*** Stored data Section Begins ***

PR #1032, opened 2025-04-21
Issue #16 references not having atob and btoa (enc/dec base64)

graham:
I've started with naive implementation, there is significant discussion about how to make this faster:

https://stackoverflow.com/questions/342409/

If there is interest I rewrite with some of these tricks.

### DIFF
--- a/quickjs.c
+++ b/quickjs.c
@@ -2321,6 +2321,7 @@ JSContext *JS_NewContext(JSRuntime *rt)
     JS_AddIntrinsicPromise(ctx);
     JS_AddIntrinsicBigInt(ctx);
     JS_AddIntrinsicWeakRef(ctx);
+    JS_AddIntrinsicBase64(ctx);
 
     JS_AddPerformance(ctx);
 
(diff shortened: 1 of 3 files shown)


quickjs.c
```diff
@@ -57422,6 +57423,144 @@ static void insert_weakref_record(JSValueConst target,
...
+// Base64 encoding table
+static const char base64_table[] = "ABCDEFGHIJKLMNOPQRSTUVWXYZabcdefghijklmnopqrstuvwxyz0123456789-_";
+
+// btoa: binary to ASCII (base64 encode)
+char* btoa(JSContext *ctx, const char* bin, size_t len) {
+    if (bin == NULL || len == 0) return NULL;
+    // Calculate output length (including padding)
+    size_t out_len = 4 * ((len + 2) / 3) + 1;
+    // Allocate memory for output string (plus null terminator)
+    char* out = (char*)js_mallocz(ctx, out_len);
```
bnoordhuis, line 57437: Unnecessary cast but more substantially, allocating should preferably be done by the caller, because then the caller can use e.g. a stack-allocated buffer for small inputs.

quickjs.c
```diff
@@ -57422,6 +57423,144 @@ static void insert_weakref_record(JSValueConst target,
...
+
+    if (out == NULL) return NULL;
+
+    // Base64 encoding process
+    size_t i, j;
+
+    for (i = 0, j = 0; i < len; i += 3, j += 4) {
+        uint32_t triple = (bin[i] << 16);
```
bnoordhuis, line 57445:
```suggestion
        uint32_t triple = (uint8_t)bin[i] << 16;
```
Otherwise if `char` is signed and `bin[i] == -42` (for example), you get unexpected output; plus, shifting into the sign bit is ill-defined behavior in C. If you were to shift by 24 bits, you'd have to write it as `(uint32_t)(uint8_t)bin[i] << 16` (or change `bin` to `uint8_t *`)

quickjs.c
```diff
@@ -57422,6 +57423,144 @@ static void insert_weakref_record(JSValueConst target,
...
+    return out;
+}
+
+static JSValue js_base64_btoa(JSContext *ctx, JSValueConst this_val, int argc, JSValueConst *argv) {
+    const char *fmt_str = NULL;
+    const char *result_str = NULL;
+    JSValue v;
+
+    if (argc > 0) {
+        fmt_str = JS_ToCString(ctx, argv[0]);
```
bnoordhuis, line 57465:
```suggestion
        fmt_str = JS_ToCString(ctx, argv[0]);
        if (!fmt_str)
            return JS_EXCEPTION;
```

bnoordhuis (commented):
Left some comments. General style note: our code is usually pretty dense with not too many blank lines or comments. If it's clear from context what a line of code is doing, it doesn't need a comment.

bptato:
Could you please adjust this to comply with the [standard](https://html.spec.whatwg.org/multipage/webappapis.html#dom-atob)? At first glance it's missing at least the "remove ASCII whitespace" step.
As for DOMException, I have a half-finished version for NG lying around somewhere. Will try to get it into a submittable state soon.

Also, atob/btoa should at least be static to avoid namespace pollution. Or a public API, but then not with these names.

graham:
Thank you for all the feedback and notes. I'll try to clean this up and make sure I implement the spec correctly. If @bptato ends up finding their solution before I finish at least I can say I learned quite a bit :)

saghul:
https://github.com/quickjs-ng/quickjs/pull/1444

*** Stored data Section Ends ***

▶ **Instructions to follow**
The whole listing, word for word, is the required answer.

▶ **Solution to this problem**
PR #1032, opened 2025-04-21
Issue #16 references not having atob and btoa (enc/dec base64)

graham:
I've started with naive implementation, there is significant discussion about how to make this faster:

https://stackoverflow.com/questions/342409/

If there is interest I rewrite with some of these tricks.

### DIFF
--- a/quickjs.c
+++ b/quickjs.c
@@ -2321,6 +2321,7 @@ JSContext *JS_NewContext(JSRuntime *rt)
     JS_AddIntrinsicPromise(ctx);
     JS_AddIntrinsicBigInt(ctx);
     JS_AddIntrinsicWeakRef(ctx);
+    JS_AddIntrinsicBase64(ctx);
 
     JS_AddPerformance(ctx);
 
(diff shortened: 1 of 3 files shown)


quickjs.c
```diff
@@ -57422,6 +57423,144 @@ static void insert_weakref_record(JSValueConst target,
...
+// Base64 encoding table
+static const char base64_table[] = "ABCDEFGHIJKLMNOPQRSTUVWXYZabcdefghijklmnopqrstuvwxyz0123456789-_";
+
+// btoa: binary to ASCII (base64 encode)
+char* btoa(JSContext *ctx, const char* bin, size_t len) {
+    if (bin == NULL || len == 0) return NULL;
+    // Calculate output length (including padding)
+    size_t out_len = 4 * ((len + 2) / 3) + 1;
+    // Allocate memory for output string (plus null terminator)
+    char* out = (char*)js_mallocz(ctx, out_len);
```
bnoordhuis, line 57437: Unnecessary cast but more substantially, allocating should preferably be done by the caller, because then the caller can use e.g. a stack-allocated buffer for small inputs.

quickjs.c
```diff
@@ -57422,6 +57423,144 @@ static void insert_weakref_record(JSValueConst target,
...
+
+    if (out == NULL) return NULL;
+
+    // Base64 encoding process
+    size_t i, j;
+
+    for (i = 0, j = 0; i < len; i += 3, j += 4) {
+        uint32_t triple = (bin[i] << 16);
```
bnoordhuis, line 57445:
```suggestion
        uint32_t triple = (uint8_t)bin[i] << 16;
```
Otherwise if `char` is signed and `bin[i] == -42` (for example), you get unexpected output; plus, shifting into the sign bit is ill-defined behavior in C. If you were to shift by 24 bits, you'd have to write it as `(uint32_t)(uint8_t)bin[i] << 16` (or change `bin` to `uint8_t *`)

quickjs.c
```diff
@@ -57422,6 +57423,144 @@ static void insert_weakref_record(JSValueConst target,
...
+    return out;
+}
+
+static JSValue js_base64_btoa(JSContext *ctx, JSValueConst this_val, int argc, JSValueConst *argv) {
+    const char *fmt_str = NULL;
+    const char *result_str = NULL;
+    JSValue v;
+
+    if (argc > 0) {
+        fmt_str = JS_ToCString(ctx, argv[0]);
```
bnoordhuis, line 57465:
```suggestion
        fmt_str = JS_ToCString(ctx, argv[0]);
        if (!fmt_str)
            return JS_EXCEPTION;
```

bnoordhuis (commented):
Left some comments. General style note: our code is usually pretty dense with not too many blank lines or comments. If it's clear from context what a line of code is doing, it doesn't need a comment.

bptato:
Could you please adjust this to comply with the [standard](https://html.spec.whatwg.org/multipage/webappapis.html#dom-atob)? At first glance it's missing at least the "remove ASCII whitespace" step.
As for DOMException, I have a half-finished version for NG lying around somewhere. Will try to get it into a submittable state soon.

Also, atob/btoa should at least be static to avoid namespace pollution. Or a public API, but then not with these names.

graham:
Thank you for all the feedback and notes. I'll try to clean this up and make sure I implement the spec correctly. If @bptato ends up finding their solution before I finish at least I can say I learned quite a bit :)

saghul:
https://github.com/quickjs-ng/quickjs/pull/1444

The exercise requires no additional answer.